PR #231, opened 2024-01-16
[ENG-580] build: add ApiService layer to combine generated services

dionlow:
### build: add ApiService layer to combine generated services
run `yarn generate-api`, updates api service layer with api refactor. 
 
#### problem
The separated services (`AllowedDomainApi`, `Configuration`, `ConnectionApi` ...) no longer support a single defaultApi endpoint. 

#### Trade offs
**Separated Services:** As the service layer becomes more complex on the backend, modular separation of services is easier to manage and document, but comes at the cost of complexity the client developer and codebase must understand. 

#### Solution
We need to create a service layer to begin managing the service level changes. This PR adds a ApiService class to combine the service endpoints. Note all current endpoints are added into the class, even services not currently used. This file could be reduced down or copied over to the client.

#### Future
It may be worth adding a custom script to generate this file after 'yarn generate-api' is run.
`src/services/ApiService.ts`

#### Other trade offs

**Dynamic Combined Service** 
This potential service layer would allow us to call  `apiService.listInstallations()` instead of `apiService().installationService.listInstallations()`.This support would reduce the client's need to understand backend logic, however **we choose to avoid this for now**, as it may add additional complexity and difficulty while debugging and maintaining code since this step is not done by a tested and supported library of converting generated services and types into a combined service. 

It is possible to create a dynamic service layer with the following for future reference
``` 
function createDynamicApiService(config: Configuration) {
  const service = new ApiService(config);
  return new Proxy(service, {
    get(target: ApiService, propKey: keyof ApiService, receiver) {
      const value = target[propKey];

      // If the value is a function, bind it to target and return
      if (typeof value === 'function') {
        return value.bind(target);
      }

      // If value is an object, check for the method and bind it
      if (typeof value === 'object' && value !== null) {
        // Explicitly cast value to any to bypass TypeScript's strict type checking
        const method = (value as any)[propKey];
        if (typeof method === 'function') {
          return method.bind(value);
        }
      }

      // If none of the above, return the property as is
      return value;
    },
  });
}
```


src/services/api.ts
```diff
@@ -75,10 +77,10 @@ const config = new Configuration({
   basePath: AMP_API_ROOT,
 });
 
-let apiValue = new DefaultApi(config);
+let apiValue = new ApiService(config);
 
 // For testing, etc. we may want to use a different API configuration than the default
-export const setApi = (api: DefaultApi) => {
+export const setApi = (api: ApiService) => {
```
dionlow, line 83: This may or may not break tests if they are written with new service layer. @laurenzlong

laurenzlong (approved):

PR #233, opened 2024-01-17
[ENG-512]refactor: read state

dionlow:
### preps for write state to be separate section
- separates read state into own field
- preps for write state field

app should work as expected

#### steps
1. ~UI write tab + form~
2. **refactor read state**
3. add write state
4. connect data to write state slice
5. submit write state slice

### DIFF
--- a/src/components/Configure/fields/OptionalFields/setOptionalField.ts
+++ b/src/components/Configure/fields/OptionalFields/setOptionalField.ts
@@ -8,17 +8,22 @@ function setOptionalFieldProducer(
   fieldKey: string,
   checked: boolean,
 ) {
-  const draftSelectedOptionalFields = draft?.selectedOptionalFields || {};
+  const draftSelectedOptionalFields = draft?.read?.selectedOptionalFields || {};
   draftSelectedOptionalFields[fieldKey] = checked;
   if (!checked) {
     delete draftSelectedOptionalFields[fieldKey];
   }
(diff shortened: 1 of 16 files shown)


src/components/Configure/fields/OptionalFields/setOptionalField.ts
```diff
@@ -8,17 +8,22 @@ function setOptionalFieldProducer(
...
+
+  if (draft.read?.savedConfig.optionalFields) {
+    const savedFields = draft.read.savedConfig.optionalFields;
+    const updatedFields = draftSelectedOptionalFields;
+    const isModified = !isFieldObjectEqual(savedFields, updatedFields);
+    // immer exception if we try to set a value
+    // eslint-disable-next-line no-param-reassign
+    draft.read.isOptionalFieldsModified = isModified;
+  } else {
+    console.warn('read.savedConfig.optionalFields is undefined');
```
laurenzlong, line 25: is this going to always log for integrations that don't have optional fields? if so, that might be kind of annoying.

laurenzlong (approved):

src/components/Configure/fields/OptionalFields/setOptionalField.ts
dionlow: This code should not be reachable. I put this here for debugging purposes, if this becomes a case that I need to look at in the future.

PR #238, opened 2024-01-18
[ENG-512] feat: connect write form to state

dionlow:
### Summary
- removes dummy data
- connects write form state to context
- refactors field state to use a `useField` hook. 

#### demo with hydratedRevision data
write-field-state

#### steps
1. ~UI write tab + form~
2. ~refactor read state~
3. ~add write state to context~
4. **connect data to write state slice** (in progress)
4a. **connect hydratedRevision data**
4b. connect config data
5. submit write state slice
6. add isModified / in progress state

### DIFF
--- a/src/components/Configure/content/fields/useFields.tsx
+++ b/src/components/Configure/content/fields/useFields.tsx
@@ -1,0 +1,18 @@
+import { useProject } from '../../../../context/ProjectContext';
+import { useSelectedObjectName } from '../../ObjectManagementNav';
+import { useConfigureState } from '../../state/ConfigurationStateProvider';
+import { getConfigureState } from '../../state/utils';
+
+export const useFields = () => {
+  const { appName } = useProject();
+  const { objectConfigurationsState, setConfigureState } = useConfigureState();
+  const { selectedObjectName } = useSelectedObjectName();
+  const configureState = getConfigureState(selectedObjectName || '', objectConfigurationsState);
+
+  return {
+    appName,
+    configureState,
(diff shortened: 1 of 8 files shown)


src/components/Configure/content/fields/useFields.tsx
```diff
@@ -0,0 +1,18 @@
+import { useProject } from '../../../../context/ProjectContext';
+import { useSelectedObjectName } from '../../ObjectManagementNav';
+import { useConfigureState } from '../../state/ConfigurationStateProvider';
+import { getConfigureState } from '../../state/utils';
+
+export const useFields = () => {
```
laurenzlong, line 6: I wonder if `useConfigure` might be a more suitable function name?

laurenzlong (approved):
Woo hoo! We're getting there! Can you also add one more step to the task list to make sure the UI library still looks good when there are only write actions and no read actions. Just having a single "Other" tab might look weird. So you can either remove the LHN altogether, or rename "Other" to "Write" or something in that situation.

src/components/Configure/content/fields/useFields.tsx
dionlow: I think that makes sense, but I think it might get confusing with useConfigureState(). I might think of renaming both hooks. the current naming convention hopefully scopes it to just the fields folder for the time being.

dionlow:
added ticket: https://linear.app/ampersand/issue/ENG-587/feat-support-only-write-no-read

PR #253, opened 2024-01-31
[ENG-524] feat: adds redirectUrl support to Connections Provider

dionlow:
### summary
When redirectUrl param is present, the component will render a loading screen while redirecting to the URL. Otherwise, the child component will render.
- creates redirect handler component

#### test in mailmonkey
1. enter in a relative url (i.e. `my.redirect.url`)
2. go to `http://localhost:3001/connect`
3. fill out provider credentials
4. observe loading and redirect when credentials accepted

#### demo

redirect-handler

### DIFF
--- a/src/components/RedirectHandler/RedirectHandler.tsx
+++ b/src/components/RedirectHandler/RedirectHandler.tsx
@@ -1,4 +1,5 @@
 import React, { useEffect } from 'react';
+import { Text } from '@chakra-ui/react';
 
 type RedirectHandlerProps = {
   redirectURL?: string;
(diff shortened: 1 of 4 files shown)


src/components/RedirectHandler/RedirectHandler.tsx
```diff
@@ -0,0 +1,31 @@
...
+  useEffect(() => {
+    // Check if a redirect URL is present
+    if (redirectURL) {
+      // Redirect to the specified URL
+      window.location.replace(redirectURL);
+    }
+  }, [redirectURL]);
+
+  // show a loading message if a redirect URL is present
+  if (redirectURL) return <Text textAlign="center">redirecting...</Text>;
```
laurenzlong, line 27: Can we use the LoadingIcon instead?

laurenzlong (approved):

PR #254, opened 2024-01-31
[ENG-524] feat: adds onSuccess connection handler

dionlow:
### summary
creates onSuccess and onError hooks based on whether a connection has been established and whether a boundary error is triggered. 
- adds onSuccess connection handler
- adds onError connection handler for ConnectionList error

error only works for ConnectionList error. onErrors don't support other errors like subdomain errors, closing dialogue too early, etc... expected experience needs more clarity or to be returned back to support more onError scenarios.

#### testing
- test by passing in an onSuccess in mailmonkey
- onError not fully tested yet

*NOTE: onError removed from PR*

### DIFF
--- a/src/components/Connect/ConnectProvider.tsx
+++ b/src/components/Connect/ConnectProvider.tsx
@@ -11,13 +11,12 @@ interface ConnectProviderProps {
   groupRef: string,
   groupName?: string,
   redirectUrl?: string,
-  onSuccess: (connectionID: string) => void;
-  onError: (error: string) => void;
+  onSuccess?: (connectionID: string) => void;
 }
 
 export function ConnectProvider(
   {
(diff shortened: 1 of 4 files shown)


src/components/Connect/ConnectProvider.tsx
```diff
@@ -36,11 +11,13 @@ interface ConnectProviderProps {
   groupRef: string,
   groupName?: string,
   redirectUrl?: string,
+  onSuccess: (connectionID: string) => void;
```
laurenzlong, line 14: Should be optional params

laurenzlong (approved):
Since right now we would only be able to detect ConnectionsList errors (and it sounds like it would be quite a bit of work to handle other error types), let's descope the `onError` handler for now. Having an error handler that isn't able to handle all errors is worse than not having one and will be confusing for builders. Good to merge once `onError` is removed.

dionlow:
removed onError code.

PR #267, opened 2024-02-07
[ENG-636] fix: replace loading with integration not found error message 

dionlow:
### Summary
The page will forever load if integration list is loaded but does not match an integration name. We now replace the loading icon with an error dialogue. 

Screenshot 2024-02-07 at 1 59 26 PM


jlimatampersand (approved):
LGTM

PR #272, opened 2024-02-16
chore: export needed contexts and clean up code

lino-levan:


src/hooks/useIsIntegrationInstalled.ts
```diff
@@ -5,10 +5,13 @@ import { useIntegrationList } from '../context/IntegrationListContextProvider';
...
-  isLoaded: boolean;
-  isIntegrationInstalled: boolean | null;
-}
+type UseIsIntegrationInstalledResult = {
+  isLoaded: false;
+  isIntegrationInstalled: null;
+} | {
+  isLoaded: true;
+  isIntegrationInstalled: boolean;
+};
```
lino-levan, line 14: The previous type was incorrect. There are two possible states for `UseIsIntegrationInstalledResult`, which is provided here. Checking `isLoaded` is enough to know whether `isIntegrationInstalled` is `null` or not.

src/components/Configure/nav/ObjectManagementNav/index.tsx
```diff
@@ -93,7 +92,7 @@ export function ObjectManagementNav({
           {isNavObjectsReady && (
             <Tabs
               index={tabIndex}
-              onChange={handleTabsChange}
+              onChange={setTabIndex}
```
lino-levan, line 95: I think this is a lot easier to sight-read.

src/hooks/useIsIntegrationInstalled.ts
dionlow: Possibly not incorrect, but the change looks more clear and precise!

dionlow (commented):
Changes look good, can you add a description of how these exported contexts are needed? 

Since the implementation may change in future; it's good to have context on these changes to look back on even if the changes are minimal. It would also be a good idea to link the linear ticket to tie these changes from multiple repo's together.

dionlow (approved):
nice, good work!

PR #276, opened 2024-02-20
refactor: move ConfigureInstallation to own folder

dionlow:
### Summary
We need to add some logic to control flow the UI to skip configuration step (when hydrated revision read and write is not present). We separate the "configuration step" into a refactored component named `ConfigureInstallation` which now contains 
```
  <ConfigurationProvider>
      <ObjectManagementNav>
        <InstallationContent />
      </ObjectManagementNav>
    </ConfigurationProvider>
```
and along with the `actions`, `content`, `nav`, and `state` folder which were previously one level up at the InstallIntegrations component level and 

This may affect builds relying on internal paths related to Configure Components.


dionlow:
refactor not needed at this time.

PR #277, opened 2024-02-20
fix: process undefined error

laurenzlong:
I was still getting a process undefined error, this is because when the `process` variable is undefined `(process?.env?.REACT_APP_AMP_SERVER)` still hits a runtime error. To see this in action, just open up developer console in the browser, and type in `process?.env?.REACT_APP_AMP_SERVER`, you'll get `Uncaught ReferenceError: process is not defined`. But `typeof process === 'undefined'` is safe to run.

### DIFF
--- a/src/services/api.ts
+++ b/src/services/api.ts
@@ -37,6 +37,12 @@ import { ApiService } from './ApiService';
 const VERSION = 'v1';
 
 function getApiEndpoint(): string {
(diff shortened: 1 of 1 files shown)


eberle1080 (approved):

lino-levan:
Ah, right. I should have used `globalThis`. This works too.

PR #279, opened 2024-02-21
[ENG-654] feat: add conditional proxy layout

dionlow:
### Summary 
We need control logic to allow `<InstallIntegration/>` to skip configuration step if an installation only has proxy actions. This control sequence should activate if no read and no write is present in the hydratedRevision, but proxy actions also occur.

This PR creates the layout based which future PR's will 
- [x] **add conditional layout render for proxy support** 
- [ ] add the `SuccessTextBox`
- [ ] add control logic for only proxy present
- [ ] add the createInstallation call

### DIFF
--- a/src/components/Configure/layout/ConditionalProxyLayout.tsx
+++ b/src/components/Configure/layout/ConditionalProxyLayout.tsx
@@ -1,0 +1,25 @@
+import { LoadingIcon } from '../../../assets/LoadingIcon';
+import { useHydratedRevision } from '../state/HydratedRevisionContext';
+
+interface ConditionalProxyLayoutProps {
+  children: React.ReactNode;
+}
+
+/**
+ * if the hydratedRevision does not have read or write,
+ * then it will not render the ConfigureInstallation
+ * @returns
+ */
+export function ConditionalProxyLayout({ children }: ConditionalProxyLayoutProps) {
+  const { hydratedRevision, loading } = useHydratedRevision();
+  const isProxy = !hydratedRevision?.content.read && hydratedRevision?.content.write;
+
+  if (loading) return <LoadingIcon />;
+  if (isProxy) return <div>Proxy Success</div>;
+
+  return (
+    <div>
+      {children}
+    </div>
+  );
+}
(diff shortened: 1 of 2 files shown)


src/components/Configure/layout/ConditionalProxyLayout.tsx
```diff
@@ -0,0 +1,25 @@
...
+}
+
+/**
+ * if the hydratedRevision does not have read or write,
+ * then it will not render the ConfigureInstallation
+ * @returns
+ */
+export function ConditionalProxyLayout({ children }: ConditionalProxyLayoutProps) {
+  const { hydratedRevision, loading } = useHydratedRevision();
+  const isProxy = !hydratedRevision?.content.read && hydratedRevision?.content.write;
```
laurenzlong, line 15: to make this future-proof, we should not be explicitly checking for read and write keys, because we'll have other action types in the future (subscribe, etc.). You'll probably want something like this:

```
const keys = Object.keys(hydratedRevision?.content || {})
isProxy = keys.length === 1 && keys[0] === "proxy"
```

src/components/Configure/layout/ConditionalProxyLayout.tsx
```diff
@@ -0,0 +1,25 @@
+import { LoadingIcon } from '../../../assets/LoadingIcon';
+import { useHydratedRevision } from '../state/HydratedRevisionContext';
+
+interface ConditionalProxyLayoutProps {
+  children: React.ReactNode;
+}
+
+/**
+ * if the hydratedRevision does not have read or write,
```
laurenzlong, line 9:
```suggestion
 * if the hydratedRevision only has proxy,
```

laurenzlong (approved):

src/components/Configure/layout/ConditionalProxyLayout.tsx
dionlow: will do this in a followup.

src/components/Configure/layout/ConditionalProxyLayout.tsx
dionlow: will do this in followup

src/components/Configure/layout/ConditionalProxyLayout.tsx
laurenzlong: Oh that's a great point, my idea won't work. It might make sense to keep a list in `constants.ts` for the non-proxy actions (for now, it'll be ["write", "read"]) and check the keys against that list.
::::::
> _Work to be completed_: If a line in the entries above contains the word "slice", copy it.

> _Reply_:
4. connect data to write state slice
5. submit write state slice
4. **connect data to write state slice** (in progress)
5. submit write state slice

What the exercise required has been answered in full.